■ **DIRECTIONS**
Go line by line through the records below. Copy whichever lines contain the string "where".

■ **INPUT**
PR #390, opened 2020-05-06
SSH improvement phase2

xiaoruiDong:
This is the second phase of SSH and server communication improvement. A major impetus is that I found the behavior of `paramiko` is slightly different now. 

In a previous version, when I tried to download a non-existing file with `sftp.get()`, there will be no error raised but an empty file at the `localpath` I assigned. For the version I used (I recently updated my arc environment, it is now the latest stable`2.7`), the behavior of `paramiko` is changed. It will raise an `IOError` (no such file). We tried to catch `IOError` in ARC, but due to some of the intermediate step is problematic (raise A another type of Error when catching this error, or have no catches at all), but we can only deal with part of the issues. Besides, if the ARC dead weirdly (say ARC has created an input file but hasn't submitted it to the server when my computer crashed), the current ARC cannot restart the job.

Anyway, this is a patch to the previous SSH Improvement to make the system more robust. However, this PR leaves the case when the quota is reached. (Proposal: We can delete finished jobs done within the scope of the project). It is aimed to solve in the future PR.


arc/job/job.py
```diff
@@ -1472,13 +1472,18 @@ def _get_additional_job_info(self):
...
+        Possible statuses: `initializing`, `running`, `errored`, `done`.
         """
         if self.server != 'local':
             with SSHClient(self.server) as ssh:
-                return ssh.check_job_status(self.job_id)
+                server_status = ssh.check_job_status(self.job_id)
         else:
-            return check_job_status(self.job_id)
+            server_status = check_job_status(self.job_id)
+        # `server_status` should only be 'initializing' / 'running' / 'errored' / 'done'
```
alongd, line 1536: don't we need to know the node for troubleshooting by switching nodes?

arc/job/ssh.py
```diff
@@ -187,14 +187,16 @@ def download_file(self,
...
-            # This doesn't have a real impact now to avoid screwing up ESS trsh
-            # but introduce an opportunity for better troubleshooting.
-            # The current behavior is that if the remote path does not exist
-            # an empty file will be created at the local path
+            # For paramiko 2.7.1 and higher, if the remote file does not existed, then
+            # IOError ('[Errno 2] No such file) will be raised when calling `sftp.get()`
+            # The behavior in the previous versions is creating an empty file at `localpath`
             logger.debug(
                 f'{remote_file_path} does not exist on {self.server}.')
+            raise InputError(f'{remote_file_path} does not exist on {self.server}.')
```
alongd, line 198: I think we should raise `ServerError`
Are these errors being captured, or will they crash ARC?

arc/job/ssh.py
```diff
@@ -197,13 +197,24 @@ def download_file(self,
...
         try:
             self._sftp.get(remotepath=remote_file_path,
                            localpath=local_file_path)
-        except IOError:
+        except IOError as e:
+            # Catch IOError other than 'no such file' error
+            logger.debug(
+                f'Got an IOError ({e}) when trying to download file {remote_file_path}'
+                f'from {self.server}')
+            raise ServerError(f'Could not download file {remote_file_path} from {self.server}.'
```
alongd, line 209: add a line break at the end of  this line for readability when this is being printed. Same below

arc/job/ssh.py
```diff
@@ -216,6 +216,15 @@ def download_file(self,
             raise ServerError(f'Could not download file {remote_file_path} from {self.server}.'
                               f'Got: {e}.')
 
+        # Check if the file is correctly downloaded
+        if not os.path.isfile(local_file_path):
+            logger.debug(f'Cannot find the downloaded file {local_file_path}. SFTP seems to work, '
+                         f'but the file {remote_file_path} is not actually downloaded.')
```
alongd, line 222: "was not"

arc/job/job.py
```diff
@@ -1439,7 +1439,11 @@ def determine_job_status(self):
 
     def _get_additional_job_info(self):
         """
-        Download the additional information of stdout and stderr from the server.
+        Get the additional information of stdout and stderr according to the 
+        queue software outputs.
+
+        Returns:
```
alongd, line 1479: while revisiting this method, please add a type hint for the returned value

arc/job/job.py
```diff
@@ -1434,6 +1434,17 @@ def determine_job_status(self):
                                                           'time limit.'
                             self.job_status[1]['line'] = ''
                             break
+                        # example:
+                        # slurmstepd: *** JOB 12219482 CANCELLED AT 2020-05-03T01:25:00 DUE TO NODE node027 FAILURE ***
+                        if 'cancelled' in line.lower() and 'due to node' in line.lower() and 'failure' in line.lower():
+                            logger.warning(f'Looks like the job was cancelled on {self.server} due to node faliure. '
```
alongd, line 1444: line break at the end

arc/job/trsh.py
```diff
@@ -1158,7 +1158,7 @@ def trsh_job_on_server(server: str,
         insert_line_num = 5
     else:
         # Other software?
-        logger.denug(f'Unknown cluster software {cluster_soft} is encountered when '
+        logger.debug(f'Unknown cluster software {cluster_soft} is encountered when '
```
alongd, line 1161: let's change this to `logger.error`

alongd:
@xiaoruiDong, setting up a dummy server for the tests is an interesting point. If you have time, could you look into it? Perhaps we can see how paramiko tests itself.

alongd:
@xiaoruiDong, what's the status of this PR?

xiaoruiDong:
> @xiaoruiDong, what's the status of this PR?

@alongd Hi Alon, I am sorry that I haven't had time look at the dummy server things. For the branch, I've been using this branch to run my jobs for a while. And it works okay.

alongd:
OK, please rebase.
It could be nice to add these in the future if any of us ever have some free time... I know we're all tied up.

arc/job/job.py
xiaoruiDong: Based on the current workflow, changing node actually happens in the function `Job.troubleshoot_server()`. (line 1535 in arc/job/job.py). A (possible) available is picked by `trsh_job_on_server` in this method. We don't need to know the current node, since it is saved in `self.server_nodes`, we don't need to know what nodes are available in prior, since `trsh_job_on_server` will find one. The `server_status` here is only used to assign a value to `self.job_status[0]` and does not play a role in switching nodes. However, if I miss something, please let me know. Thanks!

arc/job/ssh.py
xiaoruiDong: I think this is a good question. The answer depends on how we see this situation. If we regard this function as a single API, and we are using this API to download stuff. Then if `remote_file_path` does not exist on the server, it simply means we input invalid arguments, it is not due to a malfunction of this method/class/connection. However, in an ARC job, this function is run since we think there should be a path there, and we want to download it, but the path actually does not exist. Still, I would say this is an error that is not due to a malfunction of this method/class/connection, so I think it is inappropriate to say it is a `ServerError`. It is more likely that some previous step goes into an undesired way. I would say let some upper-level function catch the `InputError` and re-raise this error as a `JobError`. And this is what I did in the `Job` (in `Job._download_output_file`). Then, this `JobError` will be caught by `job.determine_job_status` (two levels upper), and `job.determine_job_status` will analyze whether we can fix this or not. If we can, we submit a new job; if we cannot, we mark this job as `errored`.

arc/job/job.py
xiaoruiDong: Yeah, I did. See line 1446. The returned item is a `str` which can be either empty str `''` or very long str which combines all of the lines from the files downloaded (basically, files like *.out and *.err).

xiaoruiDong:
Both Travis tests fail due to RMG issue (#2011, https://github.com/ReactionMechanismGenerator/RMG-Py/issues/2011), which is not related to changes in this PR. Tests need to rerun when that issue is solved.

alongd:
@xiaoruiDong , please rebase again and tag me so I'll merge. Thanks.

PR #393, opened 2020-05-07
Allow user to input paths to previous jobs

### LINKED ISSUE #347: How to use frequencies from old ARC jobs
**Describe what you are trying to achieve**
I am currently trying to calculate some species thermochemistry using DLPNO in ARC. I have previously calculated the geometry/frequency for the species at a different level of theory though. Is there a way I can notify ARC of this information so that it can use it during the Arkane calculation?

There are two scenarios where I can see this happening, so this may change the approach.

1. When the geometry and frequency have been calculated by a prior ARC job
2. When the geometry and frequency have been calculated outside of ARC

amarkpayne:
fixes #347 

There are many times when a user might want to calculate a species at a higher sp level using a previously calculated geometry (for example, when updating the reference database). When this is the case, it does not make sense for ARC to recalculate the geometry. ARC will submit the new sp job, but cannot submit the Arkane job because it does not know the paths to the old geometry/frequency job.

The additions in this PR allow the user to pass a dictionary with species labels as keys, and `geo` and `freq` paths in a dictionary as values. ARC then adds these species paths if given to the output dictionary before processing the species.

### DIFF
--- a/arc/processor.py
+++ b/arc/processor.py
@@ -49,6 +49,7 @@ def process_arc_project(statmech_adapter: str,
                         lib_long_desc: str = '',
                         rmg_database: Type[RMGDatabase] = None,
                         compare_to_rmg: bool = True,
+                        previous_job_paths: dict = None,
                         ) -> None:
     """
     Process an RMG project, generate thermo and rate coefficients using statistical mechanics (statmech).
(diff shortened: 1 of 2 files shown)


amarkpayne:
@alongd let me know what you think of the implementation. Also, let me know where this should be added to the documentation.

I have tested this out in my own work, and I think it is working as desired

amarkpayne:
@alongd hold off on merging this, there is one additional change that I would like to make

arc/processor.py
```diff
@@ -75,7 +76,22 @@ def process_arc_project(statmech_adapter: str,
...
+            if spcs_label in previous_job_paths.keys():
+                if 'geo' in previous_job_paths[spcs_label].keys():
+                    geo_path = previous_job_paths[spcs_label]['geo']
+                    output_dict[spcs_label]['paths']['geo'] = geo_path
+                    print(f'Geometry path {geo_path} added for species {spcs_label}')
+                if 'freq' in previous_job_paths[spcs_label].keys():
+                    freq_path = previous_job_paths[spcs_label]['freq']
+                    output_dict[spcs_label]['paths']['freq'] = freq_path
+                    print(f'Frequency path {freq_path} added for species {spcs_label}')
+
```
xiaoruiDong, line 94: Just curious, when shall we use different logs for `geo` and `freq`? I used to thought we can use results from `freq` for both `freq` and `geo`.

alongd: I think we use `freq` only for both geo and freqs, but that's done at the adapter level, processor stores all our paths and passes them along.

xiaoruiDong: So, it seems like, we don't have to assign `geo` and `freq` separately here?

amarkpayne: I can just pass `freq` if you want as long as there is no reason why the user we need to specify a separate `geo` file (I can't think of any reason) and as long as ARC won't freak out about not having a file for `geo`

alongd: let's accept both, but if `geo` isn't given, override it with freq. Does that sound reasonable?

PR #395, opened 2020-05-12
Fix missing path debug

amarkpayne:
I caught a typo in the messages the Arkane adapter returns when file paths are missing. While I was at it, I figured I would quickly refactor this code so that all missing file paths could be displayed if needed.

If you don't like the refactoring, I am fine with excluding all but the typo fix.


alongd:
@amarkpayne, what is the status of this PR?

PR #397, opened 2020-05-23
Adapting the level of theory to Arkane's LevelOfTheory class

alongd:
This is a temporary fix, eventually we'd like to exclusively use Arkane's LOT representations


alongd:
replaced by #399

alongd:
replaced by #399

■ **REPLY**
There are two scenarios where I can see this happening, so this may change the approach.
@alongd let me know what you think of the implementation. Also, let me know where this should be added to the documentation.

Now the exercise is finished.